A Nanoscale View into Bone Health
BY LAUREN UZDIENSKI, DECEMBER 29, 2009
According to an article published this month in the journal Bone, researchers in Michigan have discovered that observing changes in collagen may give clues to bone health.
Current methods of diagnosing conditions like osteoporosis rely primarily on the mineral density in bone. However, the Michigan researchers argue that the collagen component of bone can be equally revealing, and they've used an advanced nanoscale technique - atomic force microscopy - to identify changes in the collagen matrix. An atomic force microscope consists of a needle with a motion detector attached, and it can record the contours of a surface it passes over. The researchers used this microscope to record the spacing of collagen fibrils in mouse bone, where they discovered that not all fibrils had equal spacing.

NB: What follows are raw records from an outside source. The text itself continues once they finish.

PR #726, opened 2018-04-20
change links in help panel

klemay:
"send a suppport ticket" now leads to `https://web.hypothes.is/get-help` and "visit our help documents" leads to `https://web.hypothes.is/help`


seanh:
Looks like some `.DS_Store` files got committed by accident, I've removed them

Issue #729, opened 2018-04-30
Problems with accented characters in the link?


SteelWagstaff:
We've been having issues with file names that have accented characters--when it comes to replace the link with the HTML5 audio or video embed element, the routine fails. Let's say we use something like `http://test.com/tèst.mp3`. What I'd expect is for the link to be replaced by an HTML5 audio player, but what actually happens is that the link is just inserted as a link--the embed replace never takes place.

I think I've traced it to this line in the code: https://github.com/hypothesis/client/blob/a5ae4aa0fbf5ede8cb52de5f032dcc892d9a37e4/src/sidebar/media-embedder.js#L304

What's happening is that the link.href has been converted into something that looks like this: `http://test.com/t%C3%A8st.mp3` while the link text remains `http://test.com/tèst.mp3`. These strings don't parse as equal and hence the rest of the function is never called. I think this could be fixed by adding this an additional condition to the if statement in the line cited earlier:
`decodeURI(link.href) !==  link.textContent`. Would you be open to a simple pull request that added this to that line?

robertknight:
Fixed by #738

PR #730, opened 2018-04-30
PR to address Issue #729

SteelWagstaff:
Addresses problem with accented characters in URLs converted to embedded elements discussed in  issue #729: https://github.com/hypothesis/client/issues/729


robertknight:
Hi @SteelWagstaff - Thanks for the PR. There are a couple of things we'll need before I can merge this:

1. When the user pastes the link into the annotation card, it may or may not be percent-encoded depending on where they got it from. We'll need to either normalize both URLs into the same form for comparison or compare the link text against both `link.href` and `decodeURI(link.href)` - I think the latter approach is probably better since neither `encodeURI` or `decodeURI` are idempotent.
2. We'll need tests in `media-embedder-test.js`. This should cover the cases when the text of the link is already percent-encoded and when it is not percent-encoded.

SteelWagstaff:
Would `if (link.href !== link.textContent || decodeURI(link.href) !== link.textContent)` match what you're describing for #1?

src/sidebar/test/media-embedder-test.js
```diff
@@ -297,6 +297,8 @@ describe('media-embedder', function () {
       'https://www.w3schools.com/html/horse.ogg',
       'https://www.w3schools.com/html/horse.ogg#fragment',
       'https://www.w3schools.com/html/horse.ogg?foo=bar&id=31',
+      'https://wisc.pb.unizin.org/frenchcscr/wp-content/uploads/sites/208/2018/03/6Léry_Conclusion.mp3,'
+      'https://wisc.pb.unizin.org%2Ffrenchcscr%2Fwp-content%2Fuploads%2Fsites%2F208%2F2018%2F03%2F6L%25C3%25A9ry_Conclusion.mp3'
```
robertknight: In an encoded URI, slashes in the path won't be encoded. This second test case should be "https://wisc.pb.unizin.org/frenchcscr/wp-content/uploads/sites/208/2018/03/6L%C3%A9ry_Conclusion.mp3"

src/sidebar/media-embedder.js
```diff
@@ -301,7 +301,7 @@ function embedForLink(link) {
  *
  */
 function replaceLinkWithEmbed(link) {
-  if (link.href !== link.textContent) {
+  if (link.href !== link.textContent || decodeURI(link.href) !== link.textContent){
```
robertknight: This `if` statement will be true if `link.href` and `decodeURI(link.href)` are different, which will be true if there are any percent-encoded characters in the URL. I think you meant to use `&&` rather than `||` here to check that the link's text is not equal to either the encoded or unencoded versions of the URL.

SteelWagstaff: I'm sorry--I feel a bit confused. Does that mean I need a third conditional statement--i.e. checking decodeURI(link.href) against decodeURI (link.textContent) as well, or ...

src/sidebar/test/media-embedder-test.js
SteelWagstaff: Thanks! Will fix shortly.

robertknight:
Hi @SteelWagstaff - Sorry to keep you waiting, I've been juggling a bunch of different things internally over the last few days. Please bear with me.

SteelWagstaff:
Not a problem. I appreciate your time and patience with me.

PR #738, opened 2018-06-08
Handle non percent-encoded URLs when replacing links with media embeds

robertknight:
When a user pastes a link to a video or audio file in an annotation,
handle the case where the link contains non-ASCII characters but the
link's text has not been percent-encoded.

In that case the link's text content will be the unencoded form of the
URL, but the `link.href` property will return the percent-encoded form,
so the two do not compare equal and therefore the link was not replaced.


robertknight:
I've been working on this alongside Steel W at the I Annotate 2018 hackday. I'm going to consider it reviewed.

From there, the team set out to identify factors that could correlate fibril spacing to bone health. In a sheep model, the scientists found that estrogen depletion "has a significant effect on the spacing," which they say could eventually provide a clinical marker for an earlier diagnosis of osteoporosis. The article notes that DEXA and bone mineral density tests, the standard for identifying patients at risk of osteoporosis, have certain shortcomings in that patients with normal bone mineral density can still get fractures and that osteoporosis often isn't diagnosed until after a fracture has occurred; monitoring collagen activity could provide a view into fracture risk earlier in the disease continuum.